Records from a data source
#####

PR #9460, opened 2021-06-10
DOC: add info about reading in digitization data from CTF dir

### LINKED ISSUE #9452: Add info about reading in Polhemus head scan file into raw instance
Currently, there is no documentation that says that the Polhemus head scan `.pos` file can be read into a `Raw` instance via `mne.io.read_raw_ctf` when the `.pos` file is placed in the CTF directory.

#### Proposal
Include this piece of information in the Notes of the [`mne.io.read_raw_ctf` doc](https://mne.tools/stable/generated/mne.io.read_raw_ctf.html?highlight=read_raw#mne.io.read_raw_ctf).

rylaw:
There is no documentation that says that the Polhemus digitization `.pos` file can be read into a `mne.ioRaw` instance via `mne.io.read_raw_ctf` when the .pos file is placed in the CTF directory. 

#### Reference issue
Fixes #9452. 

- Added this info in the Notes of `mne.io.read_raw_ctf`. 
- Added this as a note in the CTF tutorial in the following section.

https://github.com/mne-tools/mne-python/blob/c0d431acf0307a8bf92ab01995397194563f6920/tutorials/io/60_ctf_bst_auditory.py#L76-L89

### DIFF
--- a/mne/io/ctf/ctf.py
+++ b/mne/io/ctf/ctf.py
@@ -57,6 +57,10 @@ def read_raw_ctf(directory, system_clock='truncate', preload=False,
     Notes
     -----
     .. versionadded:: 0.11
+    .. note:: To read in the Polhemus digitization data (for example, from
+              a .pos file), include the file in the CTF directory. The
+              points will then automatically be read into the `mne.io.Raw`
+              instace via `mne.io.read_raw_ctf`.
     """
     return RawCTF(directory, system_clock, preload=preload,
                   clean_names=clean_names, verbose=verbose)
--- a/mne/io/ctf/ctf.py
+++ b/mne/io/ctf/ctf.py
@@ -60,7 +60,7 @@ def read_raw_ctf(directory, system_clock='truncate', preload=False,
     .. note:: To read in the Polhemus digitization data (for example, from
               a .pos file), include the file in the CTF directory. The
               points will then automatically be read into the `mne.io.Raw`
-              instace via `mne.io.read_raw_ctf`.
+              instance via `mne.io.read_raw_ctf`.
     """
     return RawCTF(directory, system_clock, preload=preload,
                   clean_names=clean_names, verbose=verbose)
--- a/mne/io/ctf/ctf.py
+++ b/mne/io/ctf/ctf.py
@@ -57,10 +57,11 @@ def read_raw_ctf(directory, system_clock='truncate', preload=False,
     Notes
     -----
     .. versionadded:: 0.11
-    .. note:: To read in the Polhemus digitization data (for example, from
-              a .pos file), include the file in the CTF directory. The
-              points will then automatically be read into the `mne.io.Raw`
-              instance via `mne.io.read_raw_ctf`.
+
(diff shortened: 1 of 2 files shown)


mne/io/ctf/ctf.py
```diff
@@ -57,6 +57,10 @@ def read_raw_ctf(directory, system_clock='truncate', preload=False,
     Notes
     -----
     .. versionadded:: 0.11
+    .. note:: To read in the Polhemus digitization data (for example, from
+              a .pos file), include the file in the CTF directory. The
+              points will then automatically be read into the `mne.io.Raw`
+              instace via `mne.io.read_raw_ctf`.
```
agramfort, line 63:
```suggestion
              instance via `mne.io.read_raw_ctf`.
```

but now I am also confused as

https://mne.tools/stable/generated/mne.channels.read_polhemus_fastscan.html
https://mne.tools/stable/generated/mne.channels.read_dig_polhemus_isotrak.html#mne.channels.read_dig_polhemus_isotrak

do not specify .pos files.

I think we replicated the behavior of brainstorm

tutorials/io/60_ctf_bst_auditory.py
```diff
@@ -90,6 +90,9 @@
 #   - 12 head tracking channels
 #   - 20 unused channels
 #
+# Notice also that the digitized electrode positions (stored in a .pos file)
+# were automatically loaded and added to the `mne.io.Raw` object.
```
drammock, line 94:
```suggestion
# were automatically loaded and added to the `~mne.io.Raw` object.
```

drammock: @rylaw FYI, the tilde will cause Sphinx to suppress the `mne.io.` part and will just display `Raw` in the rendered HTML (while still cross-linking to the appropriate API page).

mne/io/ctf/ctf.py
larsoner: Yes there is still some weirdness with how we handle these files. That's for another PR, though...

agramfort (approved):
@drammock or @larsoner merge if happy

mne/io/ctf/ctf.py
```diff
@@ -57,6 +57,10 @@ def read_raw_ctf(directory, system_clock='truncate', preload=False,
     Notes
     -----
     .. versionadded:: 0.11
+    .. note:: To read in the Polhemus digitization data (for example, from
+              a .pos file), include the file in the CTF directory. The
+              points will then automatically be read into the `mne.io.Raw`
+              instance via `mne.io.read_raw_ctf`.
```
larsoner, line 63: This is already the `Notes` section, putting the entire text in a `.. note::` seems... excessive :)
```suggestion

    To read in the Polhemus digitization data (for example, from
    a .pos file), include the file in the CTF directory. The
    points will then automatically be read into the `mne.io.Raw`
    instance via `mne.io.read_raw_ctf`.
```

drammock (approved):

agramfort:
thx @rylaw

PR #9401, opened 2021-05-18
MRG: Add support for NIRSport2 devices

rob-luke:
#### Reference issue
Closes #9371
Related to https://github.com/mne-tools/mne-testing-data/pull/86

#### What does this implement/fix?
1. Adds support for reading data from NIRSport2 devices. 
2. Modifications to snirf reader such that it works with nirx created snirf files.

#### Additional information
This device can export simultaneously as SNIRF and vendor format. So I made a simultaneous recording and then ensure that data from the two files match if read with MNE.
The data is identical (as demonstrated in tests). However, the metadata is different across files (e.g. subject ID). I am in contact with the vendor to discuss this. So I don't think it's a reader bug.

PR #9461, opened 2021-06-11
MRG: Honor optode_frame argument in read_raw_snirf 

rob-luke:
PR #9401 introduced the argument `optode_frame` to `read_raw_snirf`. This was being used to transform the coordinates of sensors, but was not being stored in `info['chs']`.  Also added a test.

### DIFF
--- a/mne/io/snirf/tests/test_snirf.py
+++ b/mne/io/snirf/tests/test_snirf.py
@@ -192,15 +192,15 @@ def test_snirf_nirsport2():
 def test_snirf_coordframe():
     """Test reading SNIRF files."""
     raw = read_raw_snirf(nirx_nirsport2_103, optode_frame="head").\
-          info['chs'][3]['coord_frame']
+        info['chs'][3]['coord_frame']
     assert raw == FIFF.FIFFV_COORD_HEAD
 
     raw = read_raw_snirf(nirx_nirsport2_103, optode_frame="mri").\
-          info['chs'][3]['coord_frame']
+        info['chs'][3]['coord_frame']
     assert raw == FIFF.FIFFV_COORD_HEAD
 
     raw = read_raw_snirf(nirx_nirsport2_103, optode_frame="unknown").\
-          info['chs'][3]['coord_frame']
+        info['chs'][3]['coord_frame']
     assert raw == FIFF.FIFFV_COORD_UNKNOWN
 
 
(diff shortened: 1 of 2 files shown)


rob-luke:
@larsoner @agramfort could you please review.

mne/io/snirf/tests/test_snirf.py
```diff
@@ -186,6 +186,20 @@ def test_snirf_nirsport2():
...
 
 
+@requires_testing_data
+@requires_h5py
+def test_snirf_coordframe():
+    """Test reading SNIRF files."""
+    assert read_raw_snirf(nirx_nirsport2_103, optode_frame="unknown").\
+        info['chs'][10]['coord_frame'] == 0
+    assert read_raw_snirf(nirx_nirsport2_103, optode_frame="head").\
+        info['chs'][10]['coord_frame'] == 4
```
agramfort, line 196: can you replace the 4 by FIFF.FIFFV_COORD_HEAD ?

mne/io/snirf/tests/test_snirf.py
```diff
@@ -186,6 +186,20 @@ def test_snirf_nirsport2():
...
+    assert read_raw_snirf(nirx_nirsport2_103, optode_frame="asdf").\
+        info['chs'][10]['coord_frame'] == 0
+    assert read_raw_snirf(nirx_nirsport2_103, optode_frame="mri").\
+        info['chs'][10]['coord_frame'] == 4
```
agramfort, line 200: why is it not

FIFF.FIFFV_COORD_MRI

? if there is a good reason can you put FIFFV_COORD_HEAD and explain why?

larsoner: > why is it not FIFF.FIFFV_COORD_MRI

Because we currently convert everything to head coordinates.

As of a year ago there wasn't even a way to store the coordinate frame of individual channels. Now there is (via the extended channel info blocks). In some/many places in MNE, we also still assume that non-MEG channels are in the HEAD coordinate frame. This is gradually being changed but we're not there yet.

larsoner (approved):

rob-luke:
Thanks for the review @agramfort. I have changed to testing against FIFF. Is @larsoner's description above sufficient? Or do you think we should change to returning something other than head? I am happy to implement whatever is appropriate.

agramfort (approved):
+1 for MRG provided CIs are green.

thx @rob-luke

rob-luke:
Unfortunately the CI is failing as its hitting a 60 min timeout, so I will not merge myself. @larsoner could you merge if this is acceptable.

larsoner:
Thanks @rob-luke !

PR #9463, opened 2021-06-11
ENH : add make_scalp_surfaces function to public API

agramfort:
cc @hoechenberger

### DIFF
--- a/mne/bem.py
+++ b/mne/bem.py
@@ -28,12 +28,13 @@ from .io.tree import dir_tree_find
 from .io.open import fiff_open
 from .surface import (read_surface, write_surface, complete_surface_info,
                       _compute_nearest, _get_ico_surface, read_tri,
-                      _fast_cross_nd_sum, _get_solids, _complete_sphere_surf)
+                      _fast_cross_nd_sum, _get_solids, _complete_sphere_surf,
+                      decimate_surface)
 from .transforms import _ensure_trans, apply_trans, Transform
 from .utils import (verbose, logger, run_subprocess, get_subjects_dir, warn,
                     _pl, _validate_type, _TempDir, _check_freesurfer_home,
                     _check_fname, has_nibabel, _check_option, path_like,
-                    _on_missing)
+                    _on_missing, ETSContext)
 from .externals.h5io import write_hdf5, read_hdf5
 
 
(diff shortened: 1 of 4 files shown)


mne/bem.py
```diff
@@ -2061,3 +2062,99 @@ def _ensure_bem_surfaces(bem, extra_allow=(), name='bem'):
...
+
+    This is useful for coregistration and checking aligngment between anatomy
+    and channel locations.
+
+    Parameters
+    ----------
+    %(subject)s
+    %(subjects_dir)s
+    force : bool
+        Force transformation of surface into bem. Default to True.
```
hoechenberger, line 2087:
```suggestion
    force : bool
        Force creation of the surface even if it has some topological defects.
        Defaults to ``True``.
```

mne/bem.py
```diff
@@ -2061,3 +2062,99 @@ def _ensure_bem_surfaces(bem, extra_allow=(), name='bem'):
...
+        incomplete=incomplete, extra=msg)[0]
+    write_bem_surfaces(dense_fname, surf, overwrite=overwrite)
+    levels = 'medium', 'sparse'
+    tris = [] if no_decimate else [30000, 2500]
+    if os.getenv('_MNE_TESTING_SCALP', 'false') == 'true':
+        tris = [len(surf['tris'])]  # don't actually decimate
+    for ii, (n_tri, level) in enumerate(zip(tris, levels), 3):
+        logger.info('%i. Creating %s tessellation...' % (ii, level))
+        logger.info('%i.1 Decimating the dense tessellation...' % ii)
+        with ETSContext():
```
larsoner, line 2149: We shouldn't need `ETSContext` for this as it's pure VTK rather than mayavi nowadays

mne/bem.py
```diff
@@ -2061,3 +2062,99 @@ def _ensure_bem_surfaces(bem, extra_allow=(), name='bem'):
...
+    Parameters
+    ----------
+    %(subject)s
+    %(subjects_dir)s
+    force : bool
+        Force transformation of surface into bem. Default to True.
+    %(overwrite)s
+    no_decimate : bool
+        Disable medium and sparse decimations (dense only).
+        Default to False.
```
hoechenberger, line 2091:
```suggestion
    no_decimate : bool
        Disable the "medium" and "sparse" decimations. In this case, only
        a "dense" surface will be generated. Defaults to ``False``, i.e.,
        create surfaces for all three types of decimations.
```

hoechenberger (commented):
Left some comments

Needs a changelog entry

Thanks @agramfort

mne/bem.py
```diff
@@ -2061,3 +2062,99 @@ def _ensure_bem_surfaces(bem, extra_allow=(), name='bem'):
...
+    if os.getenv('_MNE_TESTING_SCALP', 'false') == 'true':
+        tris = [len(surf['tris'])]  # don't actually decimate
+    for ii, (n_tri, level) in enumerate(zip(tris, levels), 3):
+        logger.info('%i. Creating %s tessellation...' % (ii, level))
+        logger.info('%i.1 Decimating the dense tessellation...' % ii)
+        with ETSContext():
+            points, tris = decimate_surface(points=surf['rr'],
+                                            triangles=surf['tris'],
+                                            n_triangles=n_tri)
+        dec_fname = dense_fname.replace('dense', level)
```
larsoner, line 2153: It just occurred to me that this is actually dangerous, if `dense` ever appears in SUBJECT we're in trouble. It would be better to have `fname_template.format(level)` with `fname_template = op.join(bem_dir, '%s-head-{0}.fif' % subject)` or so

larsoner (commented):
Other than a few new bugs I've noticed, LGTM. I can push commits for these if it would help

hoechenberger (approved):

hoechenberger:
@agramfort Can you add a changelog entry? Otherwise LGTM

hoechenberger:
@larsoner merge if you're happy :)

PR #9464, opened 2021-06-11
MAINT: Remove unnecessary context

larsoner:
ETSContext is a relic from when we used Mayavi to process things. Now it's done with vtk directly:

https://github.com/mne-tools/mne-python/blob/c40056c11023ff2d57b4e7bd16904deda280880a/mne/surface.py#L1140-L1179


agramfort (approved):

agramfort:
thx @larsoner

#####

Your instructions
Quote exactly the first line of the data and every line after it through the one holding "- Added this as".

Response for this exercise
PR #9460, opened 2021-06-10
DOC: add info about reading in digitization data from CTF dir

### LINKED ISSUE #9452: Add info about reading in Polhemus head scan file into raw instance
Currently, there is no documentation that says that the Polhemus head scan `.pos` file can be read into a `Raw` instance via `mne.io.read_raw_ctf` when the `.pos` file is placed in the CTF directory.

#### Proposal
Include this piece of information in the Notes of the [`mne.io.read_raw_ctf` doc](https://mne.tools/stable/generated/mne.io.read_raw_ctf.html?highlight=read_raw#mne.io.read_raw_ctf).

rylaw:
There is no documentation that says that the Polhemus digitization `.pos` file can be read into a `mne.ioRaw` instance via `mne.io.read_raw_ctf` when the .pos file is placed in the CTF directory. 

#### Reference issue
Fixes #9452. 

- Added this info in the Notes of `mne.io.read_raw_ctf`. 
- Added this as a note in the CTF tutorial in the following section.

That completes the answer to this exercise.